The full automation script for converting follows. Add your own bucket name and data source path in the highlighted areas.
After creating an external table, you need to read data. You then use the INSERT OVERWRITE DIRECTORY ~ SELECT command to write CSV data to the S3 path that you designated as the data source for Amazon SageMaker.
Depending on your requirements, you can eliminate or process the columns in the SELECT clause in this step to optimize data analysis. For example, you might remove some columns that have unpredictable correlations with the target value because keeping the wrong columns might expose your model to “overfitting” during the training. In this post, customer_id columns is removed. Overfitting can make your prediction weak. More information about overfitting can be found in the topic Model Fit: Underfitting vs. Overfitting in the Amazon ML documentation.
Automation script: Renew the Amazon SageMaker model
After the CSV data is replaced and ready to use, create a new model artifact for Amazon SageMaker with the updated dataset on S3. For renewing model artifact, you must create a new training job. Training jobs can be run using the AWS SDK ( for example, Amazon SageMaker boto3 ) or the Amazon SageMaker Python SDK that can be installed with “pip install sagemaker” command as well as the AWS CLI for Amazon SageMaker described in this post.
In addition, consider how to smoothly renew your existing model without service impact, because your model is called by applications in real time. To do this, you need to create a new endpoint configuration first and update a current endpoint with the endpoint configuration that is just created.
#!/bin/bash
## Define variable
REGION=$2
DTTIME=`date +%Y-%m-%d-%H-%M-%S`
ROLE="<your AmazonSageMaker-ExecutionRole>"
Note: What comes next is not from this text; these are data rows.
PR #2931, opened 2016-10-03
WIP: Render user params (jinja) in API

lakshmi-kannan:
See https://github.com/StackStorm/st2/pull/2772#issuecomment-228106632
https://github.com/StackStorm/st2/pull/2770

Tests will still fail because we still support {{user.}} and {{system.}} notations for backward compatibility. We should deprecate the support soon. I just opened the PR to capture the commits so I can reuse this when we deprecate {{user.}} and {{system.}}


lakshmi-kannan:
Closing. Will open when actively working on this.

PR #2932, opened 2016-10-04
Pack intialization

enykeev:
```
(virtualenv)vagrant@arkham:/dock/st2$ st2 pack create thing --author="enykeev" --version="0.0.1" --description="some description"

	[ succeeded ] create directory
	[ succeeded ] change permissions
	[ succeeded ] change ownership
	[ succeeded ] render pack.yml
	[ succeeded ] save pack.yml
	[ succeeded ] create subdirectories

(virtualenv)vagrant@arkham:/dock/st2$ cat /opt/stackstorm/packs/thing/pack.yml
---
name: thing
description: some description
version: 0.0.1
author: enykeev

(virtualenv)vagrant@arkham:/dock/st2$ ls -lah /opt/stackstorm/packs/thing
total 24K
drwxrwxr-x 5 vagrant stanley 4.0K Oct  4 10:54 .
drwxr-xr-x 7 vagrant vagrant 4.0K Oct  4 10:54 ..
drwxrwxr-x 2 vagrant stanley 4.0K Oct  4 10:54 actions
-rwxrwxr-x 1 vagrant stanley   78 Oct  4 11:22 pack.yml
drwxrwxr-x 2 vagrant stanley 4.0K Oct  4 10:54 rules
drwxrwxr-x 2 vagrant stanley 4.0K Oct  4 10:54 tests
```

### DIFF
--- a/contrib/packs/actions/create.meta.yaml
+++ b/contrib/packs/actions/create.meta.yaml
@@ -1,0 +1,41 @@
+---
+  name: "create"
+  runner_type: "action-chain"
+  description: "Creates a new pack"
+  enabled: true
+  entry_point: "workflows/create.yaml"
+  parameters:
+    name:
+      type: "string"
+      required: true
+      description: "Name of the pack to create"
+    description:
+      type: "string"
+      description: "Pack description"
+    keywords:
+      type: "array"
+      items:
+        type: "string"
+      description: "Search keywords"
+    version:
+      type: "string"
+      description: "Initial version of the pack"
+      required: true
+    author:
+      type: "string"
+      description: "Pack's author"
+      required: true
+    email:
+      type: "string"
+      description: "Pack's author email"
+    directories:
+      type: "array"
+      default:
+        - actions
+        - rules
+        - tests
+      description: "List of internal directories to create within the pack"
+    env:
+      type: "object"
+      description: "Optional environment variables"
+      required: false
--- a/contrib/packs/actions/create.meta.yaml
+++ b/contrib/packs/actions/create.meta.yaml
@@ -11,6 +11,7 @@
       description: "Name of the pack to create"
     description:
       type: "string"
+      required: true
       description: "Pack description"
     keywords:
       type: "array"
@@ -20,7 +21,7 @@
     version:
       type: "string"
       description: "Initial version of the pack"
-      required: true
+      default: "0.0.1"
     author:
       type: "string"
       description: "Pack's author"
--- a/contrib/packs/actions/workflows/create.yaml
+++ b/contrib/packs/actions/workflows/create.yaml
@@ -1,0 +1,51 @@
+---
+vars:
+  pack_path: '/opt/stackstorm/packs/{{ name }}'
+  pack_group: stanley
+  pack_permissions: '775'
+
+chain:
+  -
+    name: "create directory"
+    ref: "core.local_sudo"
+    parameters:
+      cmd: "mkdir -p {{ pack_path }}"
+    on-success: "change permissions"
+  -
+    name: "change permissions"
+    ref: "core.local_sudo"
+    parameters:
+      cmd: "chmod -R {{ pack_permissions }} {{ pack_path }}"
+    on-success: "change ownership"
+  -
+    name: "change ownership"
+    ref: "core.local_sudo"
+    parameters:
+      cmd: "chgrp -R {{ pack_group }} {{ pack_path }}"
+    on-success: "render pack.yml"
+  -
+    name: "render pack.yml"
+    ref: "packs.render_template"
+    parameters:
+      template_path: "templates/pack.yml.j2"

# Select containers image based on region.
case "$REGION" in
"us-west-2" )
IMAGE="174872318107.dkr.ecr.us-west-2.amazonaws.com/linear-learner:latest"
;;
"us-east-1" )
IMAGE="382416733822.dkr.ecr.us-east-1.amazonaws.com/linear-learner:latest"
;;
"us-east-2" )
IMAGE="404615174143.dkr.ecr.us-east-2.amazonaws.com/linear-learner:latest"
;;
"eu-west-1" )
IMAGE="438346466558.dkr.ecr.eu-west-1.amazonaws.com/linear-learner:latest"
;;
*)
echo "Invalid Region Name"
exit 1 ;
esac
# Start training job and creating model artifact
TRAINING_JOB_NAME=TRAIN-${DTTIME}
S3OUTPUT="s3://<your bucket name>/model/"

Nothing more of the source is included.